Obesity2 <- Obesity1 %>%
mutate(fips= GEOID)
ct_map <- ct_map %>%
mutate(fips = parse_integer(GEOID))
Obesitymap <- ct_map %>%
left_join(Obesity2, by = "fips")
Amer.nations<- Amer.nation%>%
mutate(fips= fips_code)
Amer.nations.obs<- Obesitymap %>%
left_join(Amer.nations, by = "fips")
Amer.nations.obs1 <- Amer.nations.obs %>%
filter(STATEFP.x != "02") %>%
filter(STATEFP.x != "15") %>%
filter(STATEFP.x != "60") %>%
filter(STATEFP.x != "66") %>%
filter(STATEFP.x != "69") %>%
filter(STATEFP.x != "72") %>%
filter(STATEFP.x != "78")
Amer.nations.obs1 <- Amer.nations.obs1 %>%
mutate(obeseAdults = Obese_Adults- mean(Obesity2$Obese_Adults))
Amer.nation <- Amer.nations.obs1 %>%
aggregate_map(by = "AN_KEY")
tm_shape(Amer.nations.obs1, projection = 2163) + tm_polygons("obeseAdults", palette = "-RdBu", border.col = "grey", border.alpha = .4, , midpoint = NA) +
tm_shape(Amer.nation) + tm_borders(lwd = .50, col = "black", alpha = 1)
cb=FALSE
The Tigris package, is a package that is already downloaded into R. This makes creating spatial mapping much easier to code and to apply to many analysis. t_county<- counties(cb=TRUE) will grap county level boundry files from the official census website and put in on my machine. On slide 33, coded counties(CB= TRUE), for this analysis the CB has been changed to FALSE. When CB is set to FALSE the most detailed TIGER/Line file is produced. When it is set to TRUE, the downloaded file is generalized to (1:500k).

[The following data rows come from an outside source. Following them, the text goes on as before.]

Issue #2373, opened 2022-09-27
Improvements to CI


BurntBrunch:
I've spent quite a few hours dealing with bpftrace's CI and the matrix of supported builds.

As a result, I have some thoughts on possible improvements and would like to open the floor to a discussion on where to take things.

## Current setup

1. Base distros are focal, bionic, xenial, and alpine. The ubuntu flavors can run against multiple llvm versions thanks to llvm-X packages.
2. Some of the dockerfiles support building libbpf and bcc from source, others don't (this will change soon as both will get vendored)
3. Github uses kernels we don't control and so we get issues like #2356
4. Because of the way the Dockerfiles are expressed, builds are not hermetic and pull arbitrary artifacts from upstream repos.
5. Because of the way the Dockerfiles are expressed, the images are hard to use for local development (i.e. entrypoint directly builds the script instead of having the workflow `docker exec` the build script in CI)

## Possible changes

There are a few changes we could make:
* Double down on docker but use quay.io to cache and explicitly rotate the base images. This would make the builds more reproducible, while retaining much of the current setup.
* Remove entrypoints from Dockerfiles, so distrobox/toolbox can easily use the images. This is purely a developer experience type of change.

options(tigris_class = "sf")
t_county <- counties(cb = FALSE)
t_obs_data <- t_county %>%
mutate(fips = parse_integer(GEOID)) %>%
left_join(Obesity2, by = "fips")
t_obs_data_sub <- t_obs_data %>%
filter(STATEFP.x != "02") %>%
filter(STATEFP.x != "15") %>%
filter(STATEFP.x != "60") %>%
filter(STATEFP.x != "66") %>%
filter(STATEFP.x != "69") %>%
filter(STATEFP.x != "72") %>%
filter(STATEFP.x != "78")
ob_states <- t_obs_data_sub %>%
aggregate_map(by = "STATEFP.x")
obese_nation <- t_obs_data_sub %>%
aggregate_map(by = "STATEFP.x")
t_obs_data_sub <- t_obs_data_sub %>%
mutate(obeseAdults = Obese_Adults - mean(Obesity2$Obese_Adults))
tm_shape(t_obs_data_sub, projection = 2163) + tm_polygons("obeseAdults", palette = "-RdBu", border.col = "grey", border.alpha = .4) +
tm_shape(obese_nation) + tm_borders(lwd = .50, col = "black", alpha = 1)
Spatial data are primarily defined as those which are directly or indirectly referenced to a location on the surface of the earth. When a dataset cannot be related to a location on the surface of the earth is referred as non spatial data. The non spatial data are numbers, characters or logical type.
Spatial data refers to the shape, size and location of the feature. Non- spatial data refers to other attributes associated with the feature such as name, length, area, volume, population, soil type, etc.
Non-spatial data is usually one dimensional and independent while spatial is multidimensional and auto correlated.
Locational data is easily assessed through spatial analysis rather than processing locational functions which will have probabilities of having wrong outcomes due to other independent variables influences.
In the above analysis, Spatial data evaluates obesity as a whole and its relationship between states but, is not as precise and specific as non-spatial.
After, evaluating both spatial and non-spatial analysis, I have found that both have its own advantages and disadvantages. Spatial data is simple and appealing but, does not offer in depth analysis. It is a good idea to combine both types of data analysis.